Strategies for community-sourced biocuration in bioinformatics: a case study on MIBiG 4.0
Published in Briefings in Bioinformatics, 2025
Kai Blin, Catarina Loureiro, Nico L L Louwen, Jorge C Navarro-Muñoz, Hans Gerstmans, Serina L Robinson, Adriano Rutz, Zachary L Reitz, Drew T Doering, Justin J J van der Hooft, Tilmann Weber, Marnix H Medema, Mitja M Zdouc
Abstract: Biocuration is essential to transform molecular sequence data into standardized, machine-readable resources. Such curated datasets enable comparative analysis, predictive modeling, and data integration across bioinformatics platforms. While professional biocuration is resource-intensive and usually limited to institutional settings, community-driven approaches can mobilize large-scale annotation of specialized datasets and are more resilient to disruptions in scientific funding. Here, we present a model for community-powered curation applied to the Minimum Information about a Biosynthetic Gene Cluster (MIBiG) repository.
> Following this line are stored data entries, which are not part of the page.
PR #3968, opened 2024-09-24
Fix buffered chan event system

ankur22:
## What?

This removes the `default` case for when reading done events from the extension or when sending events to the extension.

## Why?

If we drop events due to the channel being full and there being a `default` case, then we can end up in a situation where either the event system indefinitely waits since incoming done events were not handled by the event system or the extension waits indefinitely if the event was dropped when sending it the event.

## Checklist

## Related PR(s)/Issue(s)

https://github.com/grafana/xk6-browser/issues/1440

### DIFF
--- a/event/system.go
+++ b/event/system.go
@@ -86,18 +86,16 @@ func (s *System) Emit(event *Event) (wait func(context.Context) error) {
 	doneCh := make(chan struct{}, s.eventBuffer)
 	doneFn := func() {
 		origDoneFn()
-		select {
-		case doneCh <- struct{}{}:
-		default:
-		}
+		// The done must be read by the reading side to prevent
+		// a goroutine that waits indefinitely.
+		doneCh <- struct{}{}
 	}
 	event.Done = doneFn
 
 	for _, evtCh := range s.subscribers[event.Type] {
-		select {
-		case evtCh <- event:
-		default:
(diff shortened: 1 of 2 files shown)


inancgumus (approved):
LGTM 👍 One point to keep in mind: More calls to `Done` will again block :)

ankur22:
> One point to keep in mind: More calls to `Done` than the number of subscribers will again block :)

Through a framework of workflows for metadata capture, annotation validation, and contributor coordination, the MIBiG 4.0 initiative recruited 267 scientists across 178 institutions from 33 countries, volunteering an estimated 4000 h of work. These efforts expanded the MIBiG repository by 22% and enhanced its usability in downstream molecular data analyses in comparative genomic analyses, natural product discovery, and machine learning applications. We provide strategies and actionable lessons for adopting this model, supporting the sustainability of curated bioinformatics resources central to nucleic acid research and related fields.